◆ Your task
Your answer should hold all lines of the entries that include the word "appears".
*****
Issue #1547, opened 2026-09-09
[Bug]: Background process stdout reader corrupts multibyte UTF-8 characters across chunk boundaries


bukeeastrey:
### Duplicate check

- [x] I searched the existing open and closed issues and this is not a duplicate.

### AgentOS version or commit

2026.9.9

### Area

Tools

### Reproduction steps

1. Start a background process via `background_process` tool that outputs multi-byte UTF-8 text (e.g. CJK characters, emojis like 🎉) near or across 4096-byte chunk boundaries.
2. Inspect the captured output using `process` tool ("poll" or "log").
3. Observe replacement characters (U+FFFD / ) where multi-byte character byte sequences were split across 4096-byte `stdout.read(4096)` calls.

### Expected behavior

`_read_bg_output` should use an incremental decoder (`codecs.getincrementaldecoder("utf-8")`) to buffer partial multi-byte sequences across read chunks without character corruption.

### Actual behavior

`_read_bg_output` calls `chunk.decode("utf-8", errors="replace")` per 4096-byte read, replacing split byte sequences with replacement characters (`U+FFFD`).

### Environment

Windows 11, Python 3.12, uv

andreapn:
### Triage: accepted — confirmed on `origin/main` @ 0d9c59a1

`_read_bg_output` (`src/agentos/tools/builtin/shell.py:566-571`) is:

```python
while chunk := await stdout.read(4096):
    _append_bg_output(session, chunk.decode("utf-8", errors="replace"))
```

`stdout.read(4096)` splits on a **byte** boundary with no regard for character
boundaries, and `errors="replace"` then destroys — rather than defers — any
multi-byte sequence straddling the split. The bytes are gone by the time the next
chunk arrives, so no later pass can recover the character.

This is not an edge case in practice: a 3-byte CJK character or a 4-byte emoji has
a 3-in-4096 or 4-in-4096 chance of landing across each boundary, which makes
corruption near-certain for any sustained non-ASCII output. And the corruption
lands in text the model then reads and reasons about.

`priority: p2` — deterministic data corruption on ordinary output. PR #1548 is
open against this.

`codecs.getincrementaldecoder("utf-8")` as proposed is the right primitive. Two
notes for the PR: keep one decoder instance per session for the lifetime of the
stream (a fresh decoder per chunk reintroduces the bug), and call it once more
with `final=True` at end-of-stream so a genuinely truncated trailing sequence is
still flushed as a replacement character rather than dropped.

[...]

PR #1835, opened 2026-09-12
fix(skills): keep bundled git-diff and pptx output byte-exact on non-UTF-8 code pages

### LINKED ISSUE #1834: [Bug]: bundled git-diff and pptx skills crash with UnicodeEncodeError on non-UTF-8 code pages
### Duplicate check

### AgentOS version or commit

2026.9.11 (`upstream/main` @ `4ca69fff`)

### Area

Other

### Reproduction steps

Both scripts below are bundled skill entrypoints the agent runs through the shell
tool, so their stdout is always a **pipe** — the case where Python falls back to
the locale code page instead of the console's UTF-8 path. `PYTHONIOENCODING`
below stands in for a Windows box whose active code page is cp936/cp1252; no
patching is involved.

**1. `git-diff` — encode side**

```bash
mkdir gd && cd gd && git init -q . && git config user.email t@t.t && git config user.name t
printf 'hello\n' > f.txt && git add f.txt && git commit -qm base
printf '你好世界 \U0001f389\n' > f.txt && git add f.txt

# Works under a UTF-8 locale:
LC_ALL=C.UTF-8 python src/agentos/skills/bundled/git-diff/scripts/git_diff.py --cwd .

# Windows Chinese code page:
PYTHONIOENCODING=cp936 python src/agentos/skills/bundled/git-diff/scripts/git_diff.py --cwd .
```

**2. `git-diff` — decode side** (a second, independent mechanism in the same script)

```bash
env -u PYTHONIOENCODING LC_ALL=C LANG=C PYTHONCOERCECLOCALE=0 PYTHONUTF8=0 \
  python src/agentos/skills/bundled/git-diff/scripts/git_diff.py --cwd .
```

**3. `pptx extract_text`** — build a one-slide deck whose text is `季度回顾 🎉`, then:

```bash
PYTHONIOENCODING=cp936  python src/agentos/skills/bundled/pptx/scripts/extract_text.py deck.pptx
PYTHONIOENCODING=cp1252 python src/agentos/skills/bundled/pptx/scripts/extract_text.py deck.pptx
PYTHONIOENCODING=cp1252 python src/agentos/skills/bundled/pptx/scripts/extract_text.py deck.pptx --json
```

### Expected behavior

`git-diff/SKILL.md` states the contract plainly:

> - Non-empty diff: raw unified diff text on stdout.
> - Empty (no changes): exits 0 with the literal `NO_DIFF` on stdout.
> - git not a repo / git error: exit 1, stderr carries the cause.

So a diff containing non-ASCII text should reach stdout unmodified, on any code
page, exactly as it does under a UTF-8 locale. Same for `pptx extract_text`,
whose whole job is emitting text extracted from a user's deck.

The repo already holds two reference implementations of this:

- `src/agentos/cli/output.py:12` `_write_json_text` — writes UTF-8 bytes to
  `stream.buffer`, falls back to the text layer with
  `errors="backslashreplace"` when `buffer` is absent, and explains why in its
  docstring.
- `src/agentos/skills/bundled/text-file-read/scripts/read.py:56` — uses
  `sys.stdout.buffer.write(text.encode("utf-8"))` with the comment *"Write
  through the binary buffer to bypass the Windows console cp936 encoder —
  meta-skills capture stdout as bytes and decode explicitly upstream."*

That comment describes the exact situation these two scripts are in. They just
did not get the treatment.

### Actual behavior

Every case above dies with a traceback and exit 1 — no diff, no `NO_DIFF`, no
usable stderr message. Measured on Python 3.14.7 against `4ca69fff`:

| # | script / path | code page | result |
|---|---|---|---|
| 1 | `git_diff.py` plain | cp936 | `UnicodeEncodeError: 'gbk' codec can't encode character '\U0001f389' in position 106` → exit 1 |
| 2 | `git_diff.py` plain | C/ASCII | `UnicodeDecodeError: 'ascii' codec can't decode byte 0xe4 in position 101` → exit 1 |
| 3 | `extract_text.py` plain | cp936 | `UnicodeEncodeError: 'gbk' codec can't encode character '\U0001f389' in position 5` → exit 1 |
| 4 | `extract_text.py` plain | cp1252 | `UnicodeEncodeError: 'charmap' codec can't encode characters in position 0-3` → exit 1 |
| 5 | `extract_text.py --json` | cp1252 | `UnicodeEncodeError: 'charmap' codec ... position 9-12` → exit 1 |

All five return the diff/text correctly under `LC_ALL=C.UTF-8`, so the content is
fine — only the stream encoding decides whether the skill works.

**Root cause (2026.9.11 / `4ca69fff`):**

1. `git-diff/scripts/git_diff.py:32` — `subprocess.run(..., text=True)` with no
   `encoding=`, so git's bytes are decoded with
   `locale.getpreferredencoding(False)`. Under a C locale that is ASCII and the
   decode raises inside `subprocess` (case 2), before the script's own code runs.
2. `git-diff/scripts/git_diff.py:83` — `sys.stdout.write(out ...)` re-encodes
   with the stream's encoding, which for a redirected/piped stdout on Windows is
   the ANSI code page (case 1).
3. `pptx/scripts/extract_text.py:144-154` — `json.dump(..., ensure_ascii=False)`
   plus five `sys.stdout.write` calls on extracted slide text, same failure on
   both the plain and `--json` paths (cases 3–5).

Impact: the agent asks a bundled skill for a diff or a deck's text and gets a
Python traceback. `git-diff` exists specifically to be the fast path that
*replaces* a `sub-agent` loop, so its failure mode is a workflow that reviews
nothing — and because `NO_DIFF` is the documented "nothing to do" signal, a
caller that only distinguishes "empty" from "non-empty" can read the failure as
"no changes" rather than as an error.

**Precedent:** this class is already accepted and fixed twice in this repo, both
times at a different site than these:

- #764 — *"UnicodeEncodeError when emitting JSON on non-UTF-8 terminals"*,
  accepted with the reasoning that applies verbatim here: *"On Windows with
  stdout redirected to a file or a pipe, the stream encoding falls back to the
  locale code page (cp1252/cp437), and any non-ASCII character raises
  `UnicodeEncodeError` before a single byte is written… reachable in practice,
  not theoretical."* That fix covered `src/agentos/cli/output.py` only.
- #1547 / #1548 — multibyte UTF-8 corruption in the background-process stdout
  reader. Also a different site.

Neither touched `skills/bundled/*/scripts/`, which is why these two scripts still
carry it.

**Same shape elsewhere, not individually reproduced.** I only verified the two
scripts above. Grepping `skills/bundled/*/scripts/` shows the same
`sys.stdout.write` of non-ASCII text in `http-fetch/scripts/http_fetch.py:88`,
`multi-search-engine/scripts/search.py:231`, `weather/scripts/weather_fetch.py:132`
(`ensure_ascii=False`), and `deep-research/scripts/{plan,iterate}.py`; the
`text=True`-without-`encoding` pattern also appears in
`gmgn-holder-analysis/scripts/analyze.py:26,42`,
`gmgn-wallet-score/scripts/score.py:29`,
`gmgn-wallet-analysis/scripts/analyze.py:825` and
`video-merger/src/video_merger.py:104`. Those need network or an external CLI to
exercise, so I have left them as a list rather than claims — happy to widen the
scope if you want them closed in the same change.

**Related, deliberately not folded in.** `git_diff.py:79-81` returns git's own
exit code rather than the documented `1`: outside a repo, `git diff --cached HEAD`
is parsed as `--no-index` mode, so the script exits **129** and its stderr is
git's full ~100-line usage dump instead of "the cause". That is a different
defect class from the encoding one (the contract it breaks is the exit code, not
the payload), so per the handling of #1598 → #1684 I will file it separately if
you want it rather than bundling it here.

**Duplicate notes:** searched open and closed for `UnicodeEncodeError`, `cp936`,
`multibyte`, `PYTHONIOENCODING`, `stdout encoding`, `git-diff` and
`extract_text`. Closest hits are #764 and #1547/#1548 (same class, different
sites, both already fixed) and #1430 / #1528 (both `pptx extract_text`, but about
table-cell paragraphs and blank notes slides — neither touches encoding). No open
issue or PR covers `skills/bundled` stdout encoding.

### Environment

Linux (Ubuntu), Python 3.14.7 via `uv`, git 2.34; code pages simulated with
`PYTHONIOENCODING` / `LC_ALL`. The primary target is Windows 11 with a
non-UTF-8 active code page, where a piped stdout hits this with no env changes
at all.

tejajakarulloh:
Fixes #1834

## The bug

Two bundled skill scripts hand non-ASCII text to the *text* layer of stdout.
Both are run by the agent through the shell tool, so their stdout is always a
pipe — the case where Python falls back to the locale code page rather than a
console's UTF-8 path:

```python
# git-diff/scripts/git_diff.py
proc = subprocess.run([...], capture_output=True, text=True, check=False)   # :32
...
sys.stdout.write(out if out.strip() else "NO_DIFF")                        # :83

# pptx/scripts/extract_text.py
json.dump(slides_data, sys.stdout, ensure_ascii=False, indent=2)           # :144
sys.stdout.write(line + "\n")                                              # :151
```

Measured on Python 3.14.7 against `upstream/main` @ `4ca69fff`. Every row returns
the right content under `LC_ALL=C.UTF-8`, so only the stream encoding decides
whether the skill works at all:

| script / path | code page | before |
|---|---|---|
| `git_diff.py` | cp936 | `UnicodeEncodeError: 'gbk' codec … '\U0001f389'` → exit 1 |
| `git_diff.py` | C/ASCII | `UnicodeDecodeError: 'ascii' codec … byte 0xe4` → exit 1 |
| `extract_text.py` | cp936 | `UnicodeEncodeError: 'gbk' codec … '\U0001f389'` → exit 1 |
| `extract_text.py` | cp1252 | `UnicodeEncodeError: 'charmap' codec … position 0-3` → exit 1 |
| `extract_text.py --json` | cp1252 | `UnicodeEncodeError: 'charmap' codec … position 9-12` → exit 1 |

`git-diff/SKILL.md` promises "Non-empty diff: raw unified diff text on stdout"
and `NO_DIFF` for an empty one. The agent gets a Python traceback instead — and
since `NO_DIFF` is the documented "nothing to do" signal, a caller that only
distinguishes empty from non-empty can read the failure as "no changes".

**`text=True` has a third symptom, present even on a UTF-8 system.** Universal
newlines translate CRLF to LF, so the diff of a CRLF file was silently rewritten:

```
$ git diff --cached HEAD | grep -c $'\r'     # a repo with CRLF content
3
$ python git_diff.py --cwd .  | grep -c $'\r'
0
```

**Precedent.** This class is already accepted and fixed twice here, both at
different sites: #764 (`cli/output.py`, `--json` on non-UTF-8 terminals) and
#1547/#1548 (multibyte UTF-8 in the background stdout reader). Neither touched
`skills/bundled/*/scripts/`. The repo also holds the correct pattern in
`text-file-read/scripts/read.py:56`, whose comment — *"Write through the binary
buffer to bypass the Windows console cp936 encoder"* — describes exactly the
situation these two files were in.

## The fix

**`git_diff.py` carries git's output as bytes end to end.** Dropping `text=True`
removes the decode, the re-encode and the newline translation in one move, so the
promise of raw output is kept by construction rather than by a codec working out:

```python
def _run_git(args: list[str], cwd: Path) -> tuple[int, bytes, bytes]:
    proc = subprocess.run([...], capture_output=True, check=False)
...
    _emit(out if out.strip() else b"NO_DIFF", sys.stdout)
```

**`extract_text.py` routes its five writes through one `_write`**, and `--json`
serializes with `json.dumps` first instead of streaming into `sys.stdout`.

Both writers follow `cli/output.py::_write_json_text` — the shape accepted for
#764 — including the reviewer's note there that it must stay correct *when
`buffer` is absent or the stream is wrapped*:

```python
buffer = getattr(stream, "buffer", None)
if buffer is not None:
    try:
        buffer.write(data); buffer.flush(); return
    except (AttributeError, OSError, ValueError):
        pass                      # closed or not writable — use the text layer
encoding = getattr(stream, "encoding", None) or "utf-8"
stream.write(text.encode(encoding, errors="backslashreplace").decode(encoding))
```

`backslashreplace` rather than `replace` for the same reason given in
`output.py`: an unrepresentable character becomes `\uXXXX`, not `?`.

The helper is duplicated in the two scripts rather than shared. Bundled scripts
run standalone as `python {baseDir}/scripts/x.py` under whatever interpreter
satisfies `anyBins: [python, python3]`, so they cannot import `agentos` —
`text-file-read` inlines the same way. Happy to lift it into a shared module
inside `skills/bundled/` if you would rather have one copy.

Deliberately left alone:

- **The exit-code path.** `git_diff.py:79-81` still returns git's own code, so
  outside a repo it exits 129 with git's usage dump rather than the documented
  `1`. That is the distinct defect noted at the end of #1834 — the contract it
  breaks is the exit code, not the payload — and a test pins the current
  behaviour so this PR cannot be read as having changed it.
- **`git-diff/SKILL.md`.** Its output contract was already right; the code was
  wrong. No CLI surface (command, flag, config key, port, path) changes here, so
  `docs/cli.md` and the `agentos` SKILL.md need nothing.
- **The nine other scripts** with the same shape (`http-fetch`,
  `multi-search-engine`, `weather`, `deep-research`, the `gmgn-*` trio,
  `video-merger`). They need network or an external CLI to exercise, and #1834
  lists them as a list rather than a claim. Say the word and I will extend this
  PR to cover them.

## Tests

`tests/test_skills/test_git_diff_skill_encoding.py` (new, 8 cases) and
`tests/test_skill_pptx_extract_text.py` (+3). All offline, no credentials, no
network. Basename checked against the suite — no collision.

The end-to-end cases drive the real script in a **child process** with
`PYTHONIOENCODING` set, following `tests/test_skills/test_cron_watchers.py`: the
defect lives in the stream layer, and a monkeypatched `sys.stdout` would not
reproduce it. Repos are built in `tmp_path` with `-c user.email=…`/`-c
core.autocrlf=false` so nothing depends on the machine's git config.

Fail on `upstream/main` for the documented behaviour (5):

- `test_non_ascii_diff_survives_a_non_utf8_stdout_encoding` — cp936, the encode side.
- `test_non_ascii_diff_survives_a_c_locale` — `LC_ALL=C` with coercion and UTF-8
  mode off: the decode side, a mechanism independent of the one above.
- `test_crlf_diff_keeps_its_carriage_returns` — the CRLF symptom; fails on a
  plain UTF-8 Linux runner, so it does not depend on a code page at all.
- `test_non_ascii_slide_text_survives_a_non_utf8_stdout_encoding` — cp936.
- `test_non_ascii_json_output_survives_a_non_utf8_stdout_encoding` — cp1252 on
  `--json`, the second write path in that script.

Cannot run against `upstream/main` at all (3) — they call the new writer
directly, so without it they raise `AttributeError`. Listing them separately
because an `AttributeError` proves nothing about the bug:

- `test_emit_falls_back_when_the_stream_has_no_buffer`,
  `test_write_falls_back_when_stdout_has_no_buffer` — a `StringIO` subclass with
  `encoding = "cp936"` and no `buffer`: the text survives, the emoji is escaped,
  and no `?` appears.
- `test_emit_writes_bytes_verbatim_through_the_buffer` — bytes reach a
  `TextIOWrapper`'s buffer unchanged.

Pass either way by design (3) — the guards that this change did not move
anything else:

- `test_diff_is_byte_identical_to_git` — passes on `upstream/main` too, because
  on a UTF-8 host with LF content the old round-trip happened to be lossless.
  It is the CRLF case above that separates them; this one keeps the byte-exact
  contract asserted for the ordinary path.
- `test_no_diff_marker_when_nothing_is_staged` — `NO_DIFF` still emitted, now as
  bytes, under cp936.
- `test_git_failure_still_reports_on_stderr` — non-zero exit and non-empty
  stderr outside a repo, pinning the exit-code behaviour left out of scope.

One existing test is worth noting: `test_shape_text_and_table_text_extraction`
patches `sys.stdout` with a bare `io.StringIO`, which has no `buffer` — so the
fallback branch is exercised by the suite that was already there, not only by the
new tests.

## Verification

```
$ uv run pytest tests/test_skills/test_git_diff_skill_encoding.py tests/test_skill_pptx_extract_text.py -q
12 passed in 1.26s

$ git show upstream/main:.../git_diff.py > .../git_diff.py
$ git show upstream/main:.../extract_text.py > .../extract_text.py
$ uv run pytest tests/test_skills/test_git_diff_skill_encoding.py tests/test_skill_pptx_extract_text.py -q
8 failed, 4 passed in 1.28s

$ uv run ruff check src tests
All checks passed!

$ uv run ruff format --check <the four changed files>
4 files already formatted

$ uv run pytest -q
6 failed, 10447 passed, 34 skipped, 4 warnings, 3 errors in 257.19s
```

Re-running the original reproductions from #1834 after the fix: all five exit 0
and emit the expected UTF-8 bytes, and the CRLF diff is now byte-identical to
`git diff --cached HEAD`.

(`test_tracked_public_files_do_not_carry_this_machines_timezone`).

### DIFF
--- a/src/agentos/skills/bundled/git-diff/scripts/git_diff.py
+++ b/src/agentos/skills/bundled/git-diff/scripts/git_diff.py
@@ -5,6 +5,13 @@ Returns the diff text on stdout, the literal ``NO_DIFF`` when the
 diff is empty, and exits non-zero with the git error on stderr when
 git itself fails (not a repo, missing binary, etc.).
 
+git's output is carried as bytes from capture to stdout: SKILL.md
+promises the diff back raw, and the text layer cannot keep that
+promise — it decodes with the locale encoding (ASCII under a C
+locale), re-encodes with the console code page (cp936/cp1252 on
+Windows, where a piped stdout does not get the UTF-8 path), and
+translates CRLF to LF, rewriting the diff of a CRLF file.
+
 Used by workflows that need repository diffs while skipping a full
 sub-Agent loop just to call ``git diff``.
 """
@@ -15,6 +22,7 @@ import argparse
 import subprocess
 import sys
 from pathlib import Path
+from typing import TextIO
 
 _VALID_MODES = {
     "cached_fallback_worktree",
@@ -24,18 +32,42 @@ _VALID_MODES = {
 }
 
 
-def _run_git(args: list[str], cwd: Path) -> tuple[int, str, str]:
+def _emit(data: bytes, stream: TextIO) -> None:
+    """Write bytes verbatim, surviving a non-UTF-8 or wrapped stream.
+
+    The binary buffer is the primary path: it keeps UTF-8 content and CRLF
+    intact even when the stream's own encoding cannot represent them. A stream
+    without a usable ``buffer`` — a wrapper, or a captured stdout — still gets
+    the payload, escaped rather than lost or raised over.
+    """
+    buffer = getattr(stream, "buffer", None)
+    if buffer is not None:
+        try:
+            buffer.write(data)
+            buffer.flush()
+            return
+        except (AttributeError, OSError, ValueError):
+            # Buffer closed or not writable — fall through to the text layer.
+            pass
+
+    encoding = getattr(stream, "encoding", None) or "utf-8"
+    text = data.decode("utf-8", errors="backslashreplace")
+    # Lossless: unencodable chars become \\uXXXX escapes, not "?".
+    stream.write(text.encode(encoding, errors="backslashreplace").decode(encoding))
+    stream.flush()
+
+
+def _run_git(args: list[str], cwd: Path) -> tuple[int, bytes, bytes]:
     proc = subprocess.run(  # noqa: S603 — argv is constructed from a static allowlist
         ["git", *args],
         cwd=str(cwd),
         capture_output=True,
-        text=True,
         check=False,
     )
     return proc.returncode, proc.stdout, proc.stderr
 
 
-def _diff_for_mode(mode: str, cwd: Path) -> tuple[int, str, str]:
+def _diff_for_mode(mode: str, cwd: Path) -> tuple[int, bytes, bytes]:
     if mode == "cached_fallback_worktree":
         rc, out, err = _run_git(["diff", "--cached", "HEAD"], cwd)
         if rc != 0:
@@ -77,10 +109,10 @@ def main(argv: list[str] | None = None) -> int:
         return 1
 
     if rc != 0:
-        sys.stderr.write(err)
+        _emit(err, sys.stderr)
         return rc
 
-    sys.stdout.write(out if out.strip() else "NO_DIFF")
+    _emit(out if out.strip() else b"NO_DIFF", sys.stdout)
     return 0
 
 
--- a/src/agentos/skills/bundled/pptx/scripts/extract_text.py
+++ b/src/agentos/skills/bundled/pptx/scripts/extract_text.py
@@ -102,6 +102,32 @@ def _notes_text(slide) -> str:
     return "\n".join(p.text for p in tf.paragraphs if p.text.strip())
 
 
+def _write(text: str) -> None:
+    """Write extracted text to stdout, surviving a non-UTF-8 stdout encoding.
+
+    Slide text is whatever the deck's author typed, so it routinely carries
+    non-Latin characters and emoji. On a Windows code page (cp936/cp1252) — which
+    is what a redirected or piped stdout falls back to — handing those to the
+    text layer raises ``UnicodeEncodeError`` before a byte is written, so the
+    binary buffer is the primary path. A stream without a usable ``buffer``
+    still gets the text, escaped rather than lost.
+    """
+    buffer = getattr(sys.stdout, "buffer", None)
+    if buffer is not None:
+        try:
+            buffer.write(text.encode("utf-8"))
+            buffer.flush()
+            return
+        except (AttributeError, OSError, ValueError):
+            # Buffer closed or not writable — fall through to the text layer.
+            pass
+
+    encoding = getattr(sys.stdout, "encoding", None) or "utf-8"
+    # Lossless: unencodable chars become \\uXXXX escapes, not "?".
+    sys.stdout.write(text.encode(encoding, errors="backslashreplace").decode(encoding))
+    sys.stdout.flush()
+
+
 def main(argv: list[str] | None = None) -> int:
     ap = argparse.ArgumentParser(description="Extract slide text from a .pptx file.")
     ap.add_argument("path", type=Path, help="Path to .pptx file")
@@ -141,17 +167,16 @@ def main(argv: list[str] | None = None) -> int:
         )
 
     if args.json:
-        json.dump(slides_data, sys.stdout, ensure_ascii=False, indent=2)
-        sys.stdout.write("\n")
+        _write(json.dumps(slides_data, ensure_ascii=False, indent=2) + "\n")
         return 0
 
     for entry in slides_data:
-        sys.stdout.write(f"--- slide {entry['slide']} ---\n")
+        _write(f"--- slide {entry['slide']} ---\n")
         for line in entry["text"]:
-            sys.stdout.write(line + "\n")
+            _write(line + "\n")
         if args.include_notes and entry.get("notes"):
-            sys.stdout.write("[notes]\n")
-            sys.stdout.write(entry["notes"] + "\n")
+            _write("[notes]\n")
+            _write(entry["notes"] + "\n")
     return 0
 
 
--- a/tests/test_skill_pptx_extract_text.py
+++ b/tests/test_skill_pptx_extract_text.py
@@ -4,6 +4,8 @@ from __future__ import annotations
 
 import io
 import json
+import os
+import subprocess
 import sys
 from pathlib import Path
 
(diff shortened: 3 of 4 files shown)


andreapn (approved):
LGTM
*****
◆ Exercise solution
`text=True`-without-`encoding` pattern also appears in
  and no `?` appears.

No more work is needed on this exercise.